The Malcolm Miller is a sistership of the three-mast schooner Sir Winston Churchill designed by Camper & Nicholsons. She was built by John Lewis & Sons in Aberdeen and first served as a Sail training ship before being converted into a yacht.

==History==
The Malcolm Miller was built in 1967. Half of the construction cost was donated by Sir James Miller, a former Lord Mayor of London and Lord Provost of Edinburgh. She was named in memory of Sir James's son Malcolm, who had been killed in a car accident. She was used by the Sail Training Association as a sail training ship.

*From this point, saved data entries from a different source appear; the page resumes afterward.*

Issue #861, opened 2019-03-06
CE v0 elements inside lit-html templates not upgrading


rictic:
This change: https://github.com/Polymer/lit-html/commit/5840b3a5a569b729a53cbd1f6ea7526d3407ceff#diff-287797daa6e077e3d776f3d8d71dd0b3L64

Appears to have broken the use case of creating Polymer v1 (custom elements v0) elements inside of a lit-html template. The elements are rendered, but they are not upgraded.

Reverting the change to `fragment`'s initializer resolves the issue.

Issue occurs in Chrome with native CE v0, haven't yet reprod with polyfilled CE v0. External version of b/127388674

jridgewell:
The code is using `customElements.upgrade`, so if that's not throwing you've got to have either a polyfill layer or you're running CEv1. But, Chrome 71 should be running CEv1, right?

rictic:
Chrome has CEv1, but the app that encountered this is written with CEv0 (it's migrating to CEv1, but not finished)

jridgewell:
I see now:

```js
document.registerElement('x-el', {
  prototype: Object.create(HTMLElement.prototype, {
    createdCallback: {
      value() {
        console.log("created");
      },
    },
  }),
});

const template = document.createElement('template');
template.innerHTML = `<x-el></x-el>`;

// This won't fire DRE upgrade.
const frag = template.content.cloneNode(true);
document.adoptNode(frag);
// Note this "upgrades" CEv1,
// but that doesn't help our DRE element.
customElements.upgrade(frag);

// Even inserting won't upgrade the DRE element
document.body.appendChild(frag);
```

rictic:
This has been fixed at master, probably by #876 as jridgewell says

Woot!

PR #876, opened 2019-03-22
Revert the change to template instance clone/upgrade ordering to fix Safari

justinfagnani:
Safari doesn't yet implement `CustomElementRegistry#upgrade`

### DIFF
--- a/src/lib/template-instance.ts
+++ b/src/lib/template-instance.ts
@@ -16,6 +16,7 @@
  * @module lit-html
  */
 
+import {isCEPolyfill} from './dom.js';
 import {Part} from './part.js';
 import {RenderOptions} from './render-options.js';
 import {TemplateProcessor} from './template-processor.js';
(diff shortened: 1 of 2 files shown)


src/lib/template-instance.ts
```diff
@@ -55,12 +56,47 @@ export class TemplateInstance {
...
+    //
+    // The resulting order is on native is: Clone, Adopt, Upgrade, Process,
+    // Update, Connect. document.importNode() performs Clone, Adopt, and Upgrade
+    // in one step.
+    //
+    // The Custom Elements v1 polyfill supports upgrade(), so the order when
+    // polyfilled is the more ideal: Clone, Process, Adopt, Upgrade, Update,
+    // Connect.
+
+    const fragment = isCEPolyfill ?
```
kevinpschaaf: Why isn't this just switched on existence of `customElements.upgrade` (and fall back to `importNode` when no upgrade exists)?

justinfagnani: I considered that but that means we'd have slightly different behavior across browsers with native custom elements, rather than different between native and polyfill. Since this is also the released ordering, I thought it was safer.

src/test/lib/render_test.ts
```diff
@@ -1046,15 +1046,18 @@ suite('render()', () => {
           assert.isTrue(instance.calledSetter);
         });
 
-    test('does not upgrade elements until after parts are established', () => {
-      render(
-          html`
+    // We need Safari to implement customElements.upgrade before we can enable
+    // this.
+    test.skip(
```
jridgewell: If we land https://github.com/Polymer/lit-html/pull/847, we can re-enable regardless of Safari.

justinfagnani:
@jridgewell Does this really fix #861? #861 is a problem with the release version, which uses this ordering.

Polymer 1 uses CEv0 so we'd have to detect that as a polyfill too and use `cloneNode()` (native should be fine).

src/test/lib/render_test.ts
justinfagnani: I'll take a look at that ASAP.

src/lib/template-instance.ts
kevinpschaaf: Ok so after discussion, since browsers on CE polyfill also likely need to work with ShadyDOM, keeping CE polyfill using `upgrade` offers better compatibility with elements that create polyfilled "ShadyRoots" in the constructor (which is only possible on CE polyfill because light DOM children created sync to constructor by Shady DOM would be prohibited under native CE).

This isn't an issue with native SD+CE because creating real ShadowRoots is legal in the constructor, and also hidden from the lit-html treewalk, hence we're biasing the native case to `importNode` to avoid Safari's lack of upgrade, incur fewer treewalks, and as a more conservative change from the latest released state for native browsers.

jridgewell:
Per https://github.com/Polymer/lit-html/issues/861#issuecomment-469945779, it's not an ordering issue. It's that custom elements registered via `document.registerElement` is not upgradeable when calling `customElements.upgrade`

PR #1616, opened 2021-02-16
[lit-html] Allow styleMap values to be nullable

matthias-ccri:
Fixes this error:
image

Here's the spec for [CSSStyleDeclaration.setProperty](https://drafts.csswg.org/cssom/#dom-cssstyledeclaration-setproperty). It appears to treat `null` and `''` (empty string) differently. Step 3 says an empty string value triggers `removeProperty`. Steps 6 says that after parsing the value, just return void if it's null (no `removeProperty`).

I'm not sure the reasoning behind making `null` a noop (if that's indeed the case). Of course it's a spec not a user guide.

In any case, the idea is that noops have no place in declarative code. To be declarative, the UI must match the declaration. So, if you declare the style as "empty" (null or undefined), then that style should become empty (unset).

This is the current behavior in plain JS, but typescript forbids `undefined`.

### DIFF
--- a/src/directives/style-map.ts
+++ b/src/directives/style-map.ts
@@ -15,7 +15,7 @@
 import {AttributePart, directive, Part, PropertyPart} from '../lit-html.js';
 
 export interface StyleInfo {
-  readonly [name: string]: string;
+  readonly [name: string]: string | undefined | null;
 }
 
 /**
--- a/src/directives/style-map.ts
+++ b/src/directives/style-map.ts
@@ -15,7 +15,7 @@
 import {AttributePart, directive, Part, PropertyPart} from '../lit-html.js';
 
 export interface StyleInfo {
-  readonly [name: string]: string | undefined | null;
+  readonly [name: string]: string|undefined|null;
 }
 
 /**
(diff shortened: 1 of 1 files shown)


justinfagnani:
Interesting. I think this is fine and a good tightening of behavior. We need to have a test though.

src/directives/style-map.ts
```diff
@@ -82,7 +82,7 @@ export const styleMap = directive((styleInfo: StyleInfo) => (part: Part) => {
       // eslint-disable-next-line @typescript-eslint/no-explicit-any
       (style as any)[name] = styleInfo[name];
     } else {
-      style.setProperty(name, styleInfo[name]);
+      style.setProperty(name, styleInfo[name] || '');
```
justinfagnani, line 85: We generally avoid coercing operators. I'd use a ternary, and hoist `styleInfo[name]` since it would be used 3 times then:

```ts
    previousStyleProperties.add(name);
    const value = styleInfo[name];
    if (name.indexOf('-') === -1) {
      (style as any)[name] = value;
    } else {
      style.setProperty(name, value == null ? '' : value);
```

justinfagnani (changes requested):

matthias-ccri:
Fixed with https://github.com/lit/lit/pull/1665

In 2000, the Malcolm Miller was replaced in service by the Stavros S Niarchos. In 2001, the Malcolm Miller was sold and her new owners renamed her Helena C. She was rebuilt and redelivered in 2004 as a private pleasure ship. She crossed the Atlantic Ocean on two occasions.

In June 2008 she was damaged by fire while being refurbished, leaving one man with serious burns. In August 2009, the ship was moored to a buoy in Falmouth harbour, mastless and bearing the name Malcolm Miller. In November 2011, she was laid up off Tolverne on the River Fal. Subsequently, she was sold to the owner of a commercial yard in Cyprus. In January 2012, she was towed to Saint Peter Port and then to Gdańsk, to undergo a complete refit at the Conrad shipyard. She was relaunched in 2014, and in July 2016 made a brief visit to the UK.

She is currently (2025) operating as a charter vessel under her original name Malcolm Miller and is registered in Limassol, Cyprus.